Investors were also looking ahead to the meeting of the G7 this weekend for signs that the governments of the leading industrial economies would come up with further co-ordinated measures to tackle the crisis.
Alan Ruskin, strategist at RBS Greenwich, said: "The idea of a bank holiday only makes sense if the G7 needs to buy the time to come up with the specifics. A holiday as a circuit breaker simply to calm the market down with no interim actions would probably do more harm than good."

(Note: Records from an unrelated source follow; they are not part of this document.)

PR #1743, opened 2023-06-09
feat(docs): adding glossary entry for stream processing

amyshwang:
- Adding new page
- Reviewing third-part tool page to link terms to the glossary
- Reviewing relevant blog posts to add to the glossary page for stream processing


src/pages/glossary/stream-processing.md
```diff
@@ -0,0 +1,62 @@
...
+Stream processing, or complex event processing (CEP), is a data processing technique that collects, transforms, and analyzes streams of data in real time. Stream processing systems are designed to handle large amounts of high-velocity events (e.g., IoT sensor readings, financial market data, server usage metrics) and provide real-time insights. 
+
+## Stream vs. batch processing
+
+Unlike traditional data pipelines that use batch processing where data is analyzed in batches, stream processing analyzes data on the fly. Since analysis occurs as soon as data is ingested, stream processing systems enable use cases where real-time decision-making is useful. Examples include anomaly detection, fraud prevention, and predictive analytics. 
+
+<Screenshot
+  alt="Batch processing visualization"
+  height={342}
+  src="/img/glossary/stream-processing/batch-processing.webp"
```
jerrinot, line 20: this picture does not work for me:(
image

I am having a hard time interpreting it. 
An idea: Could you try to visualize an "overnight batch processing"? overnight batch processing is/was a common strategy.

src/pages/glossary/stream-processing.md
```diff
@@ -0,0 +1,64 @@
...
+  width={770}
+  title="Batch processing collects events and processes them in batch."
```
jerrinot, line 30: perhaps we could add: _This incurs latency penalty due to the lag between "event accumulated in a batch" and "the batch was actually processed"_. 

Or perhaps this is too long for an image description.  but I feel we should explicitly say the thing about latency in batch processing. as that's *the* reason to use stream processing instead of batches.

jerrinot (approved):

Foreign Exchange Analytics' David Gilmore says markets should prepare for another coordinated rate cut next week, and this time, he predicts Japan, with its 0.5 pct benchmark rate, will participate. He adds that 'while I would not (count) on a global bank holiday next week, one would make sense to me,' particularly with scheduled U.S. and Japanese bank holidays on Monday . 'Again this is a remote option, but not to be ruled out.' The main focus, he says, must be on 'government efforts to restore solvency in the banking system, and that process will be taking place in Washington not on Wall Street.'
If ever a weekend offered fair promise for declaring a bank holiday, it's this one. First, the G7 finance "ministers" are meeting in Washington, no doubt to talk about "restructuring the international financial architecture", which our masters have long longed to do. Second, it's a long holiday weekend, and the yankee government always likes to throw its surprise parties on weekends, when nobody can do anything to protect himself. Third, they haven't staunched the bleeding in the system yet. Listen, I am not predicting they'll declare a bank holiday, but it's a possibility, so pick up some extra cash tomorrow, like, a couple of month's living expenses.
Same as the 1930s?
Merely a temporary inconvenience -- that's how Saginaw businessmen looked on the eight-day bank holiday ordered by Gov. William A. Comstock on Valentine's Day 1933. The stock market crashed a few years before, real estate values were falling at alarming rates, and they agreed they had to do something.
But when less than a month later President Franklin D. Roosevelt ordered a national four-day time-out, even the most confident realized dire times were ahead. Only 207 of Michigan's 436 state banks and trust companies reopened their doors.
In Saginaw, two out of the city's three financial institutions permanently closed, and it took 10 years before Peoples American State Bank and Bank of Saginaw customers received their full deposits back.
Sound familiar? Could it happen again?
Yes, said Harold E. Evans, the retired chief financial officer for the former Second National Bank, Saginaw's sole survivor of the 1933 crash. But today's threat comes more from long-term loans made on short-term funds, he said, than the pledging of stocks to groups that in 1933 caused banks to fall like a house of cards.